Thu, 30 Sep 1999 13:46:02 -0400

On Thu, 30 Sep 1999 09:35:31 -0400 Matthew Gaylor <> writes:
> by Victor Mil·n <>

What, precisely, prevents prosecutors from
> simply printing out graphics and columns of figures that support
> their contention? If they are trying to "prove" that DNA samples
> taken from a crime scene match sequences from their suspect, what's
> to prevent them simply showing two copies of the same slide, side by
> side? Could you tell the difference? To accomplish it wouldn't even
> entail much of a "conspiracy:" one person along the chain of evidence
> could effect the switch, and it would be hard to trace in the face of
> the automatic/reflex government stonewall.

A defense attorney should be smart enough to object to the state presenting printouts without first hand testimony as to their authenticity. The DNA analysis procedure is not under the control of the prosecution; the job is contracted to an independent lab. Copies of the results are provided to the prosecutor and the defense, and are filed at the lab. At trial, a responsible expert from the lab testifies as to the authenticity of the results. A more likely method of evidence tampering would be misattribution of the samples given to the lab. But that is under standard chain of custody control, which applies to any evidence, not just DNA. And a defense attorney should be smart enough to critique possible problems in the chain of custody.

> Evidence such as DNA matching is functionally "sourceless," since
> even if you were provided complete documentation on it, you still
> couldn't understand it: unless you're already an expert, you have no
> common-sense way to judge whether it's valid or not.
> Allowing the government to introduce evidence without accounting for
> it _at all_ goes light-years beyond the incomprehensibly
> esoteric: it gives the government carte blanche to just frame you.
> They can hang anything on you.

Evidence which requires expert interpretation is nothing new. That's why they have expert witnesses. Laymen may not have the knowledge of the experts, but the credentials of the experts can be presented and argued, and one expert can dispute the testimony of another expert. And in the end, the jury always has the option of acquittal if the expert testimony is unconvincing.

> A government spy could sign up for Hotmail, say, using your name,
> send messages in which "you" describe plans to blow up Tipper Gore or
> give away crack rocks instead of candy on Halloween, and then
> introduce printouts of those messages into court as evidence.

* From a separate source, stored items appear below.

PR #646, opened 2026-04-20
Add JA4/TLS fingerprint debug endpoint at /_ts/debug/ja4

### LINKED ISSUE #645: Add JA4/TLS fingerprint debug endpoint
## Description

Add a debug endpoint `GET /_ts/debug/ja4` to the Fastly adapter to inspect JA4 TLS fingerprints, H2 fingerprints, cipher suites, TLS versions, and Client Hints in production. This endpoint is needed to evaluate TLS fingerprinting as a cross-browser identity signal and as a validated-browser signal in OpenRTB ext fields.

## Done When

- [ ] Endpoint `GET /_ts/debug/ja4` returns plain-text TLS/browser fingerprint data

## Affected Area

Fastly runtime

prk-Jr:
## Summary

- Adds a temporary `GET /_ts/debug/ja4` endpoint to the Fastly adapter to surface JA4 TLS fingerprint, H2 fingerprint, cipher suite, TLS version, user-agent, and selected Client Hints for browser fingerprint evaluation
- Keeps the endpoint response readable when Fastly omits individual TLS or Client Hint values by using explicit fallback text
- Adds route-level regression coverage so the adapter test suite exercises both the response builder and the `/_ts/debug/ja4` router path

## Changes

| File | Change |
| ---- | ------ |
| `crates/trusted-server-adapter-fastly/src/main.rs` | Added `build_ja4_debug_response`, registered `GET /_ts/debug/ja4`, and added unit coverage for fallback response fields |
| `crates/trusted-server-adapter-fastly/src/route_tests.rs` | Added a route-level test covering `/_ts/debug/ja4` dispatch, content type, and fallback body values |

## Closes

Closes #645

## Test plan

- [x] `cargo build --package trusted-server-adapter-fastly --release --target wasm32-wasip1`
- [x] GitHub Actions checks green for `cargo test`, `vitest`, `integration tests`, `browser integration tests`, `format-docs`, `format-typescript`, `cargo fmt`, and CodeQL

## Checklist

- [x] No `unwrap()` in production code - use `expect("should ...")`
- [x] New code has tests


crates/trusted-server-adapter-fastly/src/main.rs
```diff
@@ -186,6 +213,9 @@ async fn route_request(
             }
         }
 
+        // Temporary JA4/TLS debug endpoint for browser fingerprint inspection.
+        (Method::GET, "/_ts/debug/ja4") => Ok(build_ja4_debug_response(&req)),
```
ChristianPavilonis: **Gate the debug endpoint behind explicit configuration**

The new `GET /_ts/debug/ja4` route is currently reachable without authentication or an explicit debug gate. Because it reflects Fastly-observed JA4/H2/TLS details back to same-origin browser JavaScript, any script running on the publisher page could fetch this endpoint and exfiltrate fingerprinting values that browser JS normally cannot read directly.

**Suggestion:** Add an explicit `trusted-server.toml` configuration flag for this debug endpoint, disabled by default, and return `404` or another non-disclosing response when the flag is off. That keeps the endpoint available for intentional Fastly/browser investigation while avoiding a public-by-default fingerprint reflection API.

ChristianPavilonis (commented):
## Summary

Thanks for adding the temporary JA4/TLS debug endpoint and route coverage. The implementation is straightforward and CI is green, but before this ships I think the endpoint should be explicitly gated so it cannot become a public same-origin fingerprint reflection API by default.

## Additional finding folded into body

**Document the debug endpoint and config gate**

If this endpoint is retained behind a new `trusted-server.toml` debug flag, please also document the flag and endpoint behavior in the API/config docs. The docs should make clear that this is temporary/debug-only, disabled by default, what fields are returned (`ja4`, `h2_fp`, `cipher`, `tls_version`, `user-agent`, `ch-mobile`, `ch-platform`), the fallback values, and that the response uses `Cache-Control: no-store, private`.

crates/trusted-server-adapter-fastly/src/main.rs
```diff
@@ -186,6 +213,15 @@ async fn route_request(
             }
         }
 
+        // JA4/TLS debug endpoint — only active when debug.ja4_endpoint_enabled = true.
+        (Method::GET, "/_ts/debug/ja4") => {
```
aram356: 🔧 **wrench** — Public-by-default fingerprint reflection oracle

`enforce_basic_auth` only protects paths matched by an explicit `[[handlers]]` regex (see `crates/trusted-server-core/src/auth.rs:32`). The default config does not include `/_ts/debug`, so this route is reachable unauthenticated by anyone — including arbitrary same-origin scripts on the publisher page. It then reflects Fastly-observed JA4, H2 fingerprint, cipher, TLS version, and Client Hints back as same-origin readable text. Browser JS cannot normally read JA4/cipher/TLS-version directly, so this endpoint hands a fingerprinting third-party script exactly the values that being privileged-to-Fastly was protecting.

This is also at odds with trusted-server's privacy-preserving positioning.

This was raised in the prior review round and remains unaddressed.

**Fix (any of):**

1. Gate behind a new `[debug] ja4_endpoint = false` flag in `trusted-server.toml` (default off). Return 404 when off so the path does not even disclose its existence.
2. Restrict to staging only — short-circuit when `std::env::var(ENV_FASTLY_IS_STAGING).as_deref() != Ok("1")`.
3. Move the path under an existing admin handler (e.g. `/_ts/admin/debug/ja4` covered by an `^/_ts/admin` basic-auth handler) and document the required `[[handlers]]` entry.

crates/trusted-server-adapter-fastly/src/main.rs
```diff
@@ -109,6 +109,33 @@ fn main() {
...
+         h2_fp:       {h2}\n\
+         cipher:      {cipher}\n\
+         tls_version: {tls_version}\n\
+         user-agent:  {ua}\n\
+         ch-mobile:   {ch_mobile}\n\
+         ch-platform: {ch_platform}\n"
+    );
+
+    Response::from_status(fastly::http::StatusCode::OK)
+        .with_header(header::CACHE_CONTROL, "no-store, private")
```
aram356, line 156: 🔧 **wrench** — `Cache-Control` is silently overridable by operator `[response_headers]`

The handler sets `Cache-Control: no-store, private`, but the response then flows through `finalize_response`, whose final loop unconditionally calls `response.set_header(key, value)` for every operator-configured `[response_headers]` entry (`crates/trusted-server-adapter-fastly/src/main.rs:349-351`). If an operator configures `Cache-Control = "public, max-age=..."` (a common edge default), our `no-store, private` is silently replaced and a sensitive fingerprint response can land in shared caches.

The route-level test does not catch this because `create_test_settings()` does not configure `[response_headers]`. The `finalize_response` doc says "operators can intentionally override any managed header" — that contract is acceptable for cosmetic headers, not for cache-control on a debug endpoint that exposes TLS metadata.

**Fix:** Handle this route the same way `/health` is handled — before `route_request`/`finalize_response` (top of `main()`, after `init_logger`):

```rust
if req.get_method() == Method::GET && req.get_path() == "/_ts/debug/ja4" {
    build_ja4_debug_response(&req).send_to_client();
    return;
}
```

That also avoids paying the cost of building the auction orchestrator and integration registry for a simple debug probe, and pairs naturally with the staging-only gate suggested in the other 🔧.

crates/trusted-server-adapter-fastly/src/main.rs
```diff
@@ -320,3 +356,63 @@ fn finalize_response(settings: &Settings, geo_info: Option<&GeoInfo>, response:
...
+            body.contains("tls_version: unavailable"),
+            "should include TLS version fallback"
+        );
+        assert!(
+            body.contains("user-agent:  none"),
+            "should include user-agent fallback"
+        );
+        assert!(
+            body.contains("ch-mobile:   not sent"),
+            "should include sec-ch-ua-mobile fallback"
```
aram356, line 428: ♻️ **refactor** — Unit test duplicates the route-level test

This test and `ja4_debug_route_returns_plain_text_fallback_response` in `route_tests.rs:253-317` assert identical things — status 200, `text/plain; charset=utf-8`, `Cache-Control: no-store, private`, and the seven fallback substrings. The route-level test additionally exercises dispatch, which is the load-bearing signal. This unit test is strictly subsumed.

**Suggestion:** delete this test, or repurpose it to assert formatting output for *populated* TLS values — but that is currently not testable because `Request::get(...)` does not stub `get_tls_ja4()`. Deletion is the simpler call.

crates/trusted-server-adapter-fastly/src/main.rs
```diff
@@ -320,3 +356,63 @@ fn finalize_response(settings: &Settings, geo_info: Option<&GeoInfo>, response:
...
+        let req = Request::get("https://example.com/_ts/debug/ja4");
+
+        let mut response = build_ja4_debug_response(&req);
+
+        assert_eq!(
+            response.get_status(),
+            fastly::http::StatusCode::OK,
+            "should return 200 OK"
+        );
+        assert_eq!(
```
aram356, line 393: ⛏ **nitpick** — Use `header::CACHE_CONTROL` constant

Production code uses `header::CACHE_CONTROL` (line 134); the test uses the literal `"cache-control"`. Use the constant here too for rename safety.

Same applies to `route_tests.rs:282`.

crates/trusted-server-adapter-fastly/src/main.rs
```diff
@@ -109,6 +109,33 @@ fn main() {
...
+fn build_ja4_debug_response(req: &Request) -> Response {
+    let ja4 = req.get_tls_ja4().unwrap_or("unavailable");
+    let h2 = req.get_client_h2_fingerprint().unwrap_or("unavailable");
+    let cipher = req.get_tls_cipher_openssl_name().unwrap_or("unavailable");
+    let tls_version = req.get_tls_protocol().unwrap_or("unavailable");
+    let ua = req.get_header_str("user-agent").unwrap_or("none");
+    let ch_mobile = req.get_header_str("sec-ch-ua-mobile").unwrap_or("not sent");
+    let ch_platform = req
+        .get_header_str("sec-ch-ua-platform")
+        .unwrap_or("not sent");
```
aram356: ⛏ **nitpick** — Extract magic strings to `const`s

Fallback values (`"unavailable"`, `"not sent"`, `"none"`) and label strings (`"ja4:         "`, etc.) are duplicated across this function and both tests. A handful of `const`s near `build_ja4_debug_response` would prevent drift if the format changes.

crates/trusted-server-adapter-fastly/src/main.rs
```diff
@@ -109,6 +109,33 @@ fn main() {
...
+         tls_version: {tls_version}\n\
+         user-agent:  {ua}\n\
+         ch-mobile:   {ch_mobile}\n\
+         ch-platform: {ch_platform}\n"
+    );
+
+    Response::from_status(fastly::http::StatusCode::OK)
+        .with_header(header::CACHE_CONTROL, "no-store, private")
+        .with_content_type(fastly::mime::TEXT_PLAIN_UTF_8)
+        .with_body(body)
```
aram356, line 162: 🤔 **thinking** — Defensive `Vary` header

Output varies by `User-Agent`, `sec-ch-ua-mobile`, `sec-ch-ua-platform`, and TLS metadata. With `no-store` set this is moot for shared caches — but if the cache-control gets overridden (see the 🔧 on line 134), `Vary: User-Agent, Sec-CH-UA-Mobile, Sec-CH-UA-Platform` would be a useful defense-in-depth backstop. Lower priority once the override path is fixed.

crates/trusted-server-adapter-fastly/src/main.rs
```diff
@@ -109,6 +109,33 @@ fn main() {
     }
 }
 
+fn build_ja4_debug_response(req: &Request) -> Response {
+    let ja4 = req.get_tls_ja4().unwrap_or("unavailable");
+    let h2 = req.get_client_h2_fingerprint().unwrap_or("unavailable");
+    let cipher = req.get_tls_cipher_openssl_name().unwrap_or("unavailable");
+    let tls_version = req.get_tls_protocol().unwrap_or("unavailable");
```
aram356: 📝 **note** — Some of these fields are already on the platform abstraction

`tls_protocol` and `tls_cipher` are exposed by the platform abstraction via `runtime_services.client_info()` (see `route_tests.rs:175-176`). JA4 and H2 fingerprint are Fastly-specific and not on the abstraction yet, so direct Fastly calls are unavoidable for those. Calling `req.get_tls_protocol()` / `req.get_tls_cipher_openssl_name()` directly here is acceptable because this file lives in the adapter-fastly crate, but using the abstraction for fields that have one would be more consistent with how the rest of the adapter reads TLS metadata.

No action required if you'd rather keep one consistent source for all five values in this single handler.

aram356 (changes requested):
## Summary

Adds a `GET /_ts/debug/ja4` endpoint to the Fastly adapter for inspecting JA4/H2/TLS fingerprint metadata and Client Hints. CI is green and the route-level test correctly exercises dispatch. Two blocking concerns remain before this can ship: the endpoint is reachable unauthenticated by default (carried over from the prior review round), and its `Cache-Control: no-store, private` header is silently overridable by operator `[response_headers]` because the response flows through `finalize_response`.

## Blocking

### 🔧 wrench

- **Public-by-default fingerprint reflection oracle**: `/_ts/debug/ja4` is not protected by basic-auth in the default config and reflects values JS cannot otherwise read directly (main.rs:217). Gate behind a debug flag, restrict to staging, or move under an admin path.
- **`Cache-Control` overridable by operator `[response_headers]`**: handler-set `no-store, private` is replaced by `finalize_response` if operators set `Cache-Control` in `[response_headers]` (main.rs:134 → main.rs:349-351). Handle the route alongside `/health` before `route_request` runs.

## Non-blocking

### ♻️ refactor

- **Unit test duplicates the route-level test**: identical assertions; route-level test is strictly stronger (main.rs:359-411 vs route_tests.rs:253-317).

### 🤔 thinking

- **Defensive `Vary` header**: `User-Agent`, Client-Hints, and TLS metadata vary the response — useful backstop if the override on `Cache-Control` is fixed (main.rs:133-136).

### 🌱 seedling

- **Track removal**: PR description and code call this "temporary" but neither has a removal trigger or follow-up issue. Add a `// TODO: remove after JA4 evaluation completes — see #645` and consider a scheduled cleanup PR.

### 📝 note

- **Bypasses platform abstraction for fields that have one**: `tls_protocol` and `tls_cipher` are available via `runtime_services.client_info()` (main.rs:115-116). JA4/H2 are Fastly-specific so direct calls are unavoidable for those; mixing in the abstraction for fields that have one would be more consistent.

### ⛏ nitpick

- **Use `header::CACHE_CONTROL` in test assertions** instead of `"cache-control"` (main.rs:376, route_tests.rs:282).
- **Extract magic strings to `const`s**: `"unavailable"`, `"not sent"`, `"none"` and label strings are duplicated across production and both tests (main.rs:113-130).

## CI Status

- fmt: PASS
- clippy: PASS
- rust tests: PASS
- js tests: PASS
- wasm32-wasip1 release build: PASS

ChristianPavilonis (commented):
## Summary

I reviewed the current branch again and am only leaving findings that do not appear to duplicate the existing pending review comments. These are non-blocking cleanup/documentation accuracy items.

crates/trusted-server-adapter-fastly/src/route_tests.rs
```diff
@@ -249,3 +249,133 @@ fn configured_missing_consent_store_only_breaks_consent_routes() {
...
+    .expect("should route ja4 debug request");
+
+    assert_eq!(
+        response.get_status(),
+        StatusCode::NOT_FOUND,
+        "should return 404 when debug.ja4_endpoint_enabled is false"
+    );
+}
+
+fn create_debug_enabled_settings() -> Settings {
```
ChristianPavilonis: **Debug-enabled test settings duplicate the base test TOML**

`create_debug_enabled_settings` copies nearly the entire TOML from `create_test_settings` and only adds `[debug] ja4_endpoint_enabled = true`. Future changes to required settings, handlers, or integration defaults will need to be kept in sync in two TOML blobs.

**Suggestion:** Reuse the existing helper and mutate the debug flag instead:

```rust
fn create_debug_enabled_settings() -> Settings {
    let mut settings = create_test_settings();
    settings.debug.ja4_endpoint_enabled = true;
    settings
}
```

trusted-server.toml
```diff
@@ -184,6 +184,23 @@ enabled = false
...
+# Enable the JA4/TLS fingerprint debug endpoint at GET /_ts/debug/ja4.
+# Returns a plain-text response with the following fields (Fastly-observed values):
+#   ja4         — JA4 TLS client fingerprint
+#   h2_fp       — HTTP/2 client fingerprint
+#   cipher      — TLS cipher suite (OpenSSL name)
+#   tls_version — TLS protocol version
+#   user-agent  — User-Agent request header
+#   ch-mobile   — Sec-CH-UA-Mobile client hint
+#   ch-platform — Sec-CH-UA-Platform client hint
+# All fields fall back to "unavailable" or "not sent" when Fastly does not provide them.
```
ChristianPavilonis: **JA4 debug config comment states all fallbacks inaccurately**

This comment says all fields fall back to `"unavailable"` or `"not sent"`, but `user-agent` falls back to `"none"` in `build_ja4_debug_response`.

**Suggestion:** Make the fallback documentation field-specific, for example:

```toml
# Fastly TLS/fingerprint fields fall back to "unavailable"; client hints fall back
# to "not sent"; user-agent falls back to "none" when absent.
```

crates/trusted-server-adapter-fastly/src/main.rs
prk-Jr: Fixed — the handler is now gated behind `debug.ja4_endpoint_enabled = false` (default off in `trusted-server.toml`), returning 404 when disabled so the path does not disclose its existence. As part of resolving the `Cache-Control` finding, the handler was also moved to `main()` before `finalize_response`, so it short-circuits before building the orchestrator or touching the routing stack.

crates/trusted-server-adapter-fastly/src/main.rs
prk-Jr: Fixed via option 1 — `ja4_endpoint_enabled = false` by default, returns 404 when off. Additionally, as part of resolving the `Cache-Control` finding below, the entire handler was moved to `main()` before `finalize_response`, so it short-circuits before any routing infrastructure runs when disabled.

crates/trusted-server-adapter-fastly/src/main.rs
prk-Jr: Fixed — handler moved to `main()` after `get_settings()` but before `build_orchestrator()`, same pattern as `/health`. Calls `send_to_client()` directly and returns, bypassing `finalize_response` entirely. Both the enabled and disabled (404) cases are handled there.

crates/trusted-server-adapter-fastly/src/main.rs
prk-Jr: Took the inverse approach: because fixing the `Cache-Control` issue required moving the handler out of `route_request` and into `main()`, the route-level ja4 tests (`ja4_debug_route_returns_404_when_disabled` and `ja4_debug_route_returns_plain_text_fallback_response`) became the redundant ones — they no longer exercise a meaningful dispatch path. Both were removed. The unit test for `build_ja4_debug_response` is kept as the authoritative test.

crates/trusted-server-adapter-fastly/src/main.rs
prk-Jr: Fixed in the unit test. The `route_tests.rs` assertion was inside `ja4_debug_route_returns_plain_text_fallback_response`, which was removed (see comment above).

crates/trusted-server-adapter-fastly/src/main.rs
prk-Jr: Fixed — extracted `FALLBACK_UNAVAILABLE`, `FALLBACK_NOT_SENT`, and `FALLBACK_NONE` as module-level consts in `main.rs`, co-located with `build_ja4_debug_response`.

crates/trusted-server-adapter-fastly/src/main.rs
prk-Jr: Added — `Vary: User-Agent, Sec-CH-UA-Mobile, Sec-CH-UA-Platform` is now set on the response.

crates/trusted-server-adapter-fastly/src/main.rs
prk-Jr: Kept one consistent source — reading all five values from `req` directly is clearer in this self-contained handler than mixing `req` and `runtime_services` within the same function. The handler now also runs before `runtime_services` is built (it short-circuits in `main()` before `build_runtime_services` is called), so mixing sources is not an option anyway.

crates/trusted-server-adapter-fastly/src/route_tests.rs
prk-Jr: Went further — `create_debug_enabled_settings` and both ja4 route-level tests were removed entirely. Moving the handler out of `route_request` and into `main()` (to fix the `Cache-Control` finding) made those route-level tests meaningless, so deletion was cleaner than the suggested mutation pattern.

trusted-server.toml
prk-Jr: Fixed — updated to your exact suggestion.

aram356 (approved):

A defense attorney should be smart enough to point out how easy it is to forge email. And 20% or more of the jury pool should be able to understand that, based on their own knowledge of how email works.

> Remember: if this law passes, the government doesn't have to say
> where it comes from or how it got it.

I thought the article said the law exempts the government from revealing cryptanalysis technology. That's not the same thing as saying the government does not have to justify where evidence comes from or how they got it. In other words, if a government expert is called to testify, it sounds like the law would only exempt him from detailing a cryptanalytic method. The government could present the private key at trial, to show that it decrypts the message as alleged, without revealing the mathematical method by which the message was analyzed to recover the key.

If the government is to have some limited legal authority to use cryptanalysis, it is reasonable on the face of it that the law would offer some protection for the government from having to reveal crypto secrets at trial.